Действительно, в эпоху, когда литература добровольно ставит себя на службу общественным проблемам, своебразие понимания Горьким своей задачи связано со многими аспектами. Прежде всего, с его происхождением: среди дворян, адвокатов, врачей, служащих оно давало ему мучительное преимущество познания мира без посредников. Вскоре к этому прибавились почти мировая слава и престиж, окружавшие его художественное творчество и его личность. Мир знал многих социалистов и анархистов, которые отошли от своих аристократических, буржуазных или мелкобуржуазных корней и в силу определенной направленности культуры перешли на сторону пролетариата и крестьян. Их книги и статьи предназначались для узкого круга друзей или причастных к ним людей. В Горьком мир увидел человека, чьи детство и юность прошли на дне жизни и для которого, благодаря его любви к чтению и книгам, сделалось возможным дорасти до мировоззрения, несмотря на препятствовавшую этому обстановку. Его творчество и его имя не остались в плену свойственных интеллигенции предрассудков и получили собственный резонанс в Европе и мире. Никакой политик не мог предвидеть такого способа служения литературы общественному делу, поскольку непредсказуем гений художника, а тем более его успех. Горький определил для литературы новые границы и получил неожиданный отклик. Несомненно, политическая концепция Горького не укладывается в учебники по истории политических доктрин. Но и не существует, как это часто думают, истории писателя, который занимался политическими проблемами своего времени из пустого кокетства или циничной корысти; его приверженность коммунизму, хотя и совершенно иная, чем ортодоксальная убежденность Ленина, была всегда искренней.
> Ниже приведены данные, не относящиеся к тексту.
PR #151, opened 2015-07-16
Address e2e errand timing bug

mrdavidlaing:


jobs/test_e2e_errand/templates/bin/run.erb
```diff
@@ -15,40 +16,63 @@ export PATH="/var/vcap/packages/java8/bin:$PATH"
 
 [ ! -e /home/vcap/.sincedb ] || rm /home/vcap/.sincedb
 
-
-echo '' ; echo '==> Purging existing test data...'
-
-curl -s -X DELETE '<%= p('test_e2e_errand.elasticsearch_hostport') %>/_all/sample-logs--repo-commits' ; echo ''
```
dpb587, line 21: I disagree with this being removed. The test should be starting from a known-empty state. Can you explain your reasons?

jobs/test_e2e_errand/templates/bin/run.erb
```diff
@@ -15,40 +16,63 @@ export PATH="/var/vcap/packages/java8/bin:$PATH"
...
+    "filtered" : {
+        "query" : {
+            "term" : { "@source.host":"sample-logs--repo-commits" }
+        },
+        "filter" : {
+          "bool" : {
+            "must" : {
+                "range" : {
+                    "@timestamp" : {
+                        "from" : "$(date --iso-8601=ns)",
```
dpb587, line 30: I'm not sure why `@timestamp` should be necessary here. Without the `DELETE`, there will be multiple records from each test run since the field it is extracted from the commit date (in which case I don't understand how this was working and always returning 32 records). With the `DELETE`, the filter shouldn't be necessary because all records should already be from the specific test's run. Am I missing something?

jobs/test_e2e_errand/templates/bin/run.erb
```diff
@@ -15,40 +16,63 @@ export PATH="/var/vcap/packages/java8/bin:$PATH"
...
+echo '' ; echo '==> Waiting for shipped logs to be ingested and indexed...'
 
-echo '' ; echo '==> Waiting for sanity...'
-
-sleep 5
-
+n=0
+until [ $n -ge 5 ]
+do
+  curl -s -d "$QUERY" -X POST '<%= p('test_e2e_errand.elasticsearch_hostport') %>/_count' > curl.out
```
dpb587, line 56: Originally, I was always being as specific as possible - rather than `/_count`, consider doing `/_all/sample-logs--repo-commits/_count` so you also end up with an implicit test on the type you're expecting.

jobs/test_e2e_errand/templates/bin/run.erb
dpb587, line 30: Just realized it's effectively the test's start date, but still, the `@timestamp` should be the value of the committer date as defined by the [filters](https://github.com/logsearch/logsearch-boshrelease/blob/develop/src/sample-logs/repo-commits/logstash-filters.conf#L21) so I'm still missing how something is working here.

jobs/test_e2e_errand/templates/bin/run.erb
mrdavidlaing, line 21: My understanding is that Delete by Query has been depreciated as of 1.5.3 - https://www.elastic.co/guide/en/elasticsearch/reference/current/docs-delete-by-query.html#docs-delete-by-query
and I can't figure out a straight forward way to replace it.

I also couldn't get this specific delete to work; I think because when I ship the logs they don't get parsed with a `@type:sample-logs--repo-commits`

```
"_source":{"@version":"1","@timestamp":"2015-07-14T17:31:10.427Z","host":"10.12.8.148","@type":"syslog","@message":"<14>1 2015-07-14T17:31:10.427+0000 sample-logs--repo-commits LOGSTASH - - - 9d666a0da317777d35e763800ddfd8507cfb580c b056061ab74cc30ee2e6ea3e530f7262b2245228 2015-05-28 18:36:28 -0600 Danny Berger // Start experimenting with concourse","syslog_pri":["14","14"],"syslog5424_ver":1,"syslog_program":["LOGSTASH","LOGSTASH"],"syslog_message":"9d666a0da317777d35e763800ddfd8507cfb580c b056061ab74cc30ee2e6ea3e530f7262b2245228 2015-05-28 18:36:28 -0600 Danny Berger // Start experimenting with concourse","received_at":["2015-07-14T17:31:10.472Z","2015-07-14T17:31:10.427Z"],"received_from":["10.12.8.148","10.12.8.148"],"tags":["syslog_standard","syslog_standard"],"syslog_severity_code":6,"syslog_facility_code":1,"syslog_facility":"user-level","syslog_severity":"informational","@source.host":"sample-logs--repo-commits","syslog_procid":["-","9d666a0da317777d35e763800ddfd8507cfb580c","-"],"syslog_msgid":["-","b056061ab74cc30ee2e6ea3e530f7262b2245228","-"]}'
```

Which log_parsing rules are you using?

mrdavidlaing, line 21: Aha - from your comment below I see you are expecting https://github.com/logsearch/logsearch-boshrelease/blob/develop/src/sample-logs/repo-commits/logstash-filters.conf to be installed - which I don't currently have

dpb587:
@mrdavidlaing, this PR isn't waiting on anything from me, right?

mrdavidlaing:
@dpb587 - No - its stuck at the bottom of my todo list :(

dpb587:
I'm closing this PR/branch and starting from the latest head because these changes were based on incorrect configuration and this file has since been modified preventing a clean merge.

PR #74, opened 2023-12-20
replace katex bymathjax to fix rendering formula

mirpedrol:
Currently, the formula is only rendered on reload. This will render the formula on the first click to the subpage.


skrakau (approved):
Great :) LGTM!

PR #81, opened 2023-12-21
collect warning messages and filter out duplicated

mirpedrol:
This is to avoid having the same warning printed for every process. Collects all warning messages and filters out the duplicated ones.

image


skrakau:
I would add an extra warning if the `cpu_model` is `null`, since this is a different issue one should be aware of.

skrakau:
Great, I would still wait a bit to make sure there is no other, intended way of handling redundant warnings

skrakau:
I added some changes, have a look if you think that make sense or if you would want soemthing to be changed

skrakau (approved):
LGTM :)

mirpedrol:
I agree with your changes :) is it ready to be merged?

PR #83, opened 2024-01-11
Renamed output files

skrakau:
Hi, I thought some more consistent output filenames would be nice.

What would you think about
- `co2footprint-<timestamp>.txt` -> `co2footprint_trace_<timestamp>.txt`
- `co2footprint-<timestamp>.summary.txt` -> `co2footprint_summary_<timestamp>.txt`
- `co2footprint-report-<timestamp>.html` -> `co2footprint_report_<timestamp>.html` 
?

Would it make sense to make use of the Nextflow `trace` wording? Then it would be somehow analogous to the nf-core `execution_report_*` and `execution_trace_*` naming.

If yes, then I would also rename the variable names to avoid confusion

### DIFF
--- a/.gitignore
+++ b/.gitignore
@@ -11,5 +11,6 @@
 build
 work
 out
-co2footprint-*.txt
+co2footprint_*.txt
+co2footprint_*.html
 site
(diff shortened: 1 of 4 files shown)


skrakau:
OK, ready for review. I also added using a timestamp to the example custom config file.

mirpedrol (approved):
LGTM!

PR #85, opened 2024-01-12
Mention in docs failed tasks will be included

skrakau:
Failed tasks are included as well, I thought it should be mentioned.


mirpedrol (approved):
LGTM

PR #86, opened 2024-01-30
Report nf-co2footprint version

skrakau:
I added the reporting of the nf-co2footprint version. 

Or would there be a more elegant way for this?


mirpedrol (approved):
LGTM!

We have the changelog now to add the changed :) https://github.com/nextflow-io/nf-co2footprint/blob/master/CHANGELOG.md

PR #89, opened 2024-02-05
Report nf-co2footprint parameters 

skrakau:
I added the reporting of the nf-co2footprint params to the summery TXT output file. 

To avoid having to list each individual param for the actual report (prone to being forgotten), I just grouped them by rough topics (input files, output files, params for the actual CO2 calculation) and then used a sorted map. Let me know if you know a more elegant solution.

However, I am not an HTML expert and don't know how to use this for the HTML report generation as well (without having to list each param separately). @mirpedrol would you know how to do that?


skrakau:
Note: first add values manually to HTML report, automize it later for map.

plugins/nf-co2footprint/src/main/nextflow/co2footprint/CO2FootprintFactory.groovy
```diff
@@ -737,6 +742,30 @@ class CO2FootprintFactory implements TraceObserverFactory {
...
+            
+            // Render JSON
+            final QUOTE = '"'
+            for( int i=0; i<fields.size(); i++ ) {
+                if(i) result << ','
+                String name = fields[i]
+                String value = all_options[name].toString()
+                result << "{" << QUOTE << "option" << QUOTE << ":" << QUOTE << name << QUOTE << ","
+                result << QUOTE << "value" << QUOTE << ":" << QUOTE << value << QUOTE << "}"
+                //result << QUOTE << name << QUOTE << ":" << QUOTE << value << QUOTE
```
mirpedrol, line 762:
```suggestion
```
This can be deleted :)

mirpedrol (approved):
LGTM!

PR #91, opened 2024-09-11
Align to latest Nextflow version and bump to groovy 4.0

tillenglert:
This PR will align the plugin to the latest nextflow version (24.08.0-edge).

It will deprecate all nextflow versions prior to 24.01.0-edge.

(I might need to add some updates to the test workflows, but we'll see if that can be changed apart of this PR)


plugins/nf-co2footprint/src/main/nextflow/co2footprint/CO2FootprintFactory.groovy
```diff
@@ -182,7 +182,7 @@ class CO2FootprintFactory implements TraceObserverFactory {
          * Factors of memory power usage
          */
         // nm: size of memory available [GB] -> requested memory
-        Long memory = trace.get('memory') as Long
```
skrakau, line 185: Why did you change this? I think `Long` would be needed here

tillenglert: The function returns a `List<Double>`, and within this list the memory. So to return it actually as said list the memory needs to be cast to double. If the memory is returned as memory, the function would need to be set to return something like List<numerical> which in turn would need casting to doubles again. So in this case I would say the lesser evil is to cast the memory to double, even though it is a non float number.

skrakau: ok, I don't get the exact problem. Here it's also accessed like this: https://github.com/nextflow-io/nextflow/blob/949181053afce9e66ebde1ccff3c725fb2f61697/modules/nextflow/src/main/groovy/nextflow/trace/ReportSummary.groovy#L52

skrakau: (it was about this list: https://github.com/nextflow-io/nf-co2footprint/blob/c01bbde1a8b5ce30ffe8371e9c795f4771f1bff5/plugins/nf-co2footprint/src/main/nextflow/co2footprint/CO2FootprintFactory.groovy#L219 )

skrakau: conclusion: although `long` would be more optimal, using `double` should be sufficient to represent the memory values here

skrakau: Maybe we can convert the `list` to a `map` in a follow-up PR

tillenglert: I added a comment and a todo to the cast, which is now later to calculate the `nm` and respective used energy with the full precision `memory`

tillenglert:
The force push was to sign off every commit using, which is now required.

skrakau (approved):
LGTM!

PR #94, opened 2024-11-28
update java and grade version

Bastian-Eisenmann:


tillenglert:
Hi @Bastian-Eisenmann, usually java tests should also run on smaller java versions, maybe you can have a look if gradle 8.11 has any requirements which are not met? If not, you can als try to increment the CI tests to other versions, or at least the higher version to java 23 👍

Bastian-Eisenmann:
Hi,
in my previous project we tried to keep the java & tools versions as high as possible (often also with some kind of ci/cd automatic update) and also parallel at all parts of the project.
On my pc was java version 23 installed which hasn´t worked with the given config because gradle 8.9 is not compatible to java 23 (https://docs.gradle.org/current/userguide/compatibility.html) - however, with installing a lower java version the current configuration does probably work.
I can also undo the commit [3c447e2](https://github.com/nextflow-io/nf-co2footprint/pull/94/commits/3c447e27562dd70162362fad5e76fc91ef639718) but would keep the gradle version update so that there will be no problems when java version 23 is used.

tillenglert:
If the version work together, I'm fine with upgrading! I aligned the versions to nextflow, but also they incremented to gradle 8.10 since then! Do you know if grade is backwards compatible with older java versions?

tillenglert (approved):
Great it's working now! Can you sign your commits? There are some code snippets you can use in the details of the CI test 👍

Bastian-Eisenmann:
> That did not work, have you followed the instructions in the details of the CI test? Would you mind opening a new branch and PR so we do not blow up the commits for a version bump? 😆

I did but seems like the final commit was again without that signing message... yeah, I will just create a new one, that should finally work :-)

Issue #26, opened 2023-08-07
Sorting in report table does not account for units


skrakau:
The sorting in the report table does currently not account for units, e.g. 998 mg is considered > 9g.

PR #95, opened 2024-12-03
Fix sorting of human-readable values within the html report summary table

tillenglert:
This PR solves #26 . The issue was the parsing of values when sorting is requested. Also I refactored the variable names within the table and added a rounding function (only in human-readable table) for the core usage factor.


skrakau (approved):
LGTM!

PR #97, opened 2024-12-10
add co2 equivalences in text report

Bastian-Eisenmann:


plugins/nf-co2footprint/src/main/nextflow/co2footprint/CO2FootprintFactory.groovy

История Максима Горького в определенном смысле показательна для литератора, художественное творчество которого неотделимо от его политических и общественных обязательств. Писателю было посвящено много публикаций с начала 1990-х гг.: в одних авторы, надо признать, довольно неуклюже и грубо пытаются оседлать конек «ревизионизма», что закономерно в такой стране, как Россия, где столько лет отрицалась свобода мысли и теперь необходимо в некоторых случаях «выпустить пар»: такая критика, часто необоснованная и не опирающаяся на серьезные и точные исследования, пытается дискредитировать творчество писателя (как правило, в этих случаях речь идет о работах скандального характера, не имеющих никакой научной ценности); в других авторы стремятся серьезно и документированно осмыслить историческую ценность личности писателя, подчеркивая как позитивные, так и негативные, неудобные аспекты, основываясь на неизвестном ранее архивном материале. Это не значит, что исследователи должны отказаться от законного права на выражение негативной критики творчества Максима Горького и его образа действий, а что необходимо документально обосновывать любую критику.

Максим Горький, с его богатой встречами, событиями и опытами жизнью, не может быть понижен до роли второсортного автора русской революционной драмы в истории литературы XX века. Его глубокая и сложная личность, не утратив до сих пор своего подлинного и большого значения, заставляет сегодня критику занять определенную позицию по отношению к писателю. «Горький – один из тех русский писателей, о которых исследователи в свете событий последних лет начинают писать заново»[36].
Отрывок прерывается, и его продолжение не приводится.